Sounds good, just get some comp fans to get some circulation down there.

Not sure how big the well is, I think it's around 1.5cf


----------



## Punkrocka436 (Jul 8, 2003)

I already have two fans, but im planning to buy two more of those crossflow fans


----------



## sr20dem0n (Mar 19, 2003)

awesome, sounds like you're set then

I wish I could get rid of my spare and do the same, but I just don't want to risk it


----------



## Punkrocka436 (Jul 8, 2003)

heh, As it sits right now, my spare tire is hidden under the amps and sub, and my jack has hords of wiring in front of it, so it would be a pain in the ass to change my tire anyway. AAA + will bring me a new tire and install it right there, or tow me i think up to like 150 miles


----------



## Jasper (Apr 2, 2004)

be careful using the spare tire well. my friend had a prob with the weatherstripping in his trunk, and it started to leak. and since the spare tire well is the lowest point in the trunk, well, you can guess where all the water goes. i wanted to use my spare tire well for a sub box, just for the stealth aspect of it, but thats the only thing thats holding me back (that, and i wanna get nuew DVC subs that dont need to be mounted IN boxes, and mount then facing INTO the car...right behind the back seats...so you have no choice but to feel every thump and bump of every song )


----------



## sr20dem0n (Mar 19, 2003)

Jasper said:


> and i wanna get nuew DVC subs that dont need to be mounted IN boxes, and mount then facing INTO the car...right behind the back seats...so you have no choice but to feel every thump and bump of every song


IB (infinite baffle) subs have been out for a long time, you need to do a LOT of work to run them though. The baffle you mount them to needs to be very strong, like 3/4" mdf strong, there can be no holes in the baffle that join the front and rear airspaces, and...well yeah that's about it, it takes a lot of work. Mechanical power handling drops like a rock, sensitivity goes up, F3 goes down, and the overall sound quality is very very good, but they can't get that loud.


----------



## Jasper (Apr 2, 2004)

sr20dem0n said:


> IB (infinite baffle) subs have been out for a long time, you need to do a LOT of work to run them though. The baffle you mount them to needs to be very strong, like 3/4" mdf strong, there can be no holes in the baffle that join the front and rear airspaces, and...well yeah that's about it, it takes a lot of work. Mechanical power handling drops like a rock, sensitivity goes up, F3 goes down, and the overall sound quality is very very good, but they can't get that loud.

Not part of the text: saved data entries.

PR #1802, opened 2026-02-20
feat: add custom interface injection via ConnectionConfig

matssun:
> **Note:** This PR is based on #1803 (Interface ABC enhancement). Please review/merge #1803 first.

## Summary

- Add `ConnectionType.CUSTOM` and `interface_factory` parameter to `ConnectionConfig`
- Enable dependency injection of custom `Interface` implementations without subclassing `KNXIPInterface`
- The factory callable receives the `XKNX` instance and a CEMI received callback, and returns an `Interface` implementation

## Motivation

Currently, users who need custom transport implementations (e.g., wrapping KNX/IP communication in a different networking stack, proxying through a message bus, or testing with mock transports) must subclass `KNXIPInterface` and override internal `_start_*` methods. This is fragile and couples to implementation details.

This PR adds a clean injection point: pass an `interface_factory` callable to `ConnectionConfig` with `connection_type=ConnectionType.CUSTOM`, and `KNXIPInterface` will use it to create the interface instead of its built-in factory methods.

## Usage

```python
from xknx import XKNX
from xknx.io import ConnectionConfig, ConnectionType

def my_interface_factory(xknx, cemi_received_callback):
    return MyCustomInterface(xknx, cemi_received_callback)

xknx = XKNX(
    connection_config=ConnectionConfig(
        connection_type=ConnectionType.CUSTOM,
        interface_factory=my_interface_factory,
    )
)
```

## Design

- `InterfaceFactoryType = Callable[[XKNX, CEMIBytesCallbackType], Interface]` — typed factory signature
- `ConnectionType.CUSTOM` — new enum value, checked first in `_start()`
- `_start_custom()` — calls the factory then `await interface.connect()`
- Error raised if `CUSTOM` is used without providing `interface_factory`

## Backward Compatibility

Fully backward-compatible:
- `interface_factory` defaults to `None`
- All existing `ConnectionType` values work unchanged
- No changes to existing method signatures
- Full test suite passes (2880/2880)

## Test plan

- [x] All 2880 existing tests pass unchanged
- [x] Unit tests for `ConnectionType.CUSTOM` with mock interface factory
- [x] Test for error case: `CUSTOM` without `interface_factory`

### DIFF
--- a/test/io_tests/knxip_interface_test.py
+++ b/test/io_tests/knxip_interface_test.py
@@ -4,7 +4,7 @@ from collections.abc import AsyncGenerator
 from pathlib import Path
 import threading
 from typing import Any
-from unittest.mock import DEFAULT, Mock, patch
+from unittest.mock import AsyncMock, DEFAULT, Mock, patch
 
 import pytest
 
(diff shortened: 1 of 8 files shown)


matssun:
> Hi 👋!
> 
> > Currently, users who need custom transport implementations (e.g., wrapping KNX/IP communication in a different networking stack, proxying through a message bus, or testing with mock transports)
> 
> I'd be curious what's the actual use case of those is.
> 
> I think `xknx` and `cemi_received_callback` could be added to `Interface` abstract type. Maybe also add abstractions for setting connected / disconnected and `xknx.current_address`. That way users of the Interface type wouldn't need to know what to do with the xknx object in the first place.

Hi farmio,                                                                                         
                                                                                                     
  Thanks for the thoughtful feedback! Let me clarify our use case:

  We have a centralized network stack that's used throughout our entire codebase for all
  inter-component communication. This custom stack provides several features beyond low-level KNX/IP
  communication:

  - Unified routing and message handling across all communication protocols (not just KNX)
  - Built-in observability (logging, tracing, metrics) integrated with our monitoring infrastructure
  - Request/response correlation and distributed tracing
  - Cross-cutting concerns like encryption, authentication, and audit logging
  - Consistent error handling and resilience patterns across the organization

  By allowing dependency injection of this network stack into the KNX module, we can:

  1. Maintain consistency across our entire system—KNX communication uses the same infrastructure as
  everything else
  2. Avoid duplicating observability and networking features in the KNX adapter
  3. Keep our codebase maintainable by having a single, well-tested networking layer

  Regarding your suggestion about expanding the Interface abstract type: that's a great idea and
  worth exploring. Adding xknx, cemi_received_callback, and lifecycle methods to the interface would
  definitely reduce boilerplate. However, we'd still need flexibility to inject our custom network
  stack, since the lifecycle and transport concerns in our system extend beyond what KNX/IP typically
   requires.

  Would it be feasible to support both approaches—enhancing the Interface while also allowing for
  custom transport injection?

well, what i really want is a true stealth setup. if i have to, i'll build a new box that will face in towards the back seats, then just make a single extra layer of MDF that will go all the way around the trunk. i want to open the trunk, and you'll see nothing (obviously theres something because half the trunk is missing, but u kno what i mean) i plan on relocating the amps under the seats (i dont have overly large amps, and on a b15 theres a sort of hole, like, from the front or back back, if u feel under there, the floor drops down about 2 inches. i'll mount my new cap and crossovers under the center console(xovers are already there) and just pull out the seats and run all the wires to there. my cars a sleeper (maybe not for long, i might get a bodykit (free from my sponsor...they like trick lookin cars)...and i want to retain that sleeper status for as long as possible.


----------



## sr20dem0n (Mar 19, 2003)

ah I see what you're saying

yeah that "hole" under the front seats is pretty big. I checked it out when I had my seats out and you could fit a decently large amp down there. Only thing I'd be worried about is circulation/ventilation, it might be a good idea to put a fan down there just to blow air through, probably wouldn't be a problem though. Good luck with it


----------



## Punkrocka436 (Jul 8, 2003)

Update on the rack

Completed Today:
Installed an electronic trunk release
Cleaned up wiring
Ran wiring into the spare tire well
Mounted sub amp
Wired up sub amp

For tomorrow:
Mount Speaker amp
Wire Speaker amp
Run 10 ga. wire from amp to crossovers
Re-wire IDQ10 from 1 ohm to 4 ohm (2 ohm amp doesnt like that very much..no shit)
Bolt down IDQ10
Find a digital camera to take some pics for you fine folks here at NF


----------



## wickedsr20 (Aug 8, 2002)

Jasper said:


> well, what i really want is a true stealth setup. if i have to, i'll build a new box that will face in towards the back seats, then just make a single extra layer of MDF that will go all the way around the trunk. i want to open the trunk, and you'll see nothing (obviously theres something because half the trunk is missing, but u kno what i mean)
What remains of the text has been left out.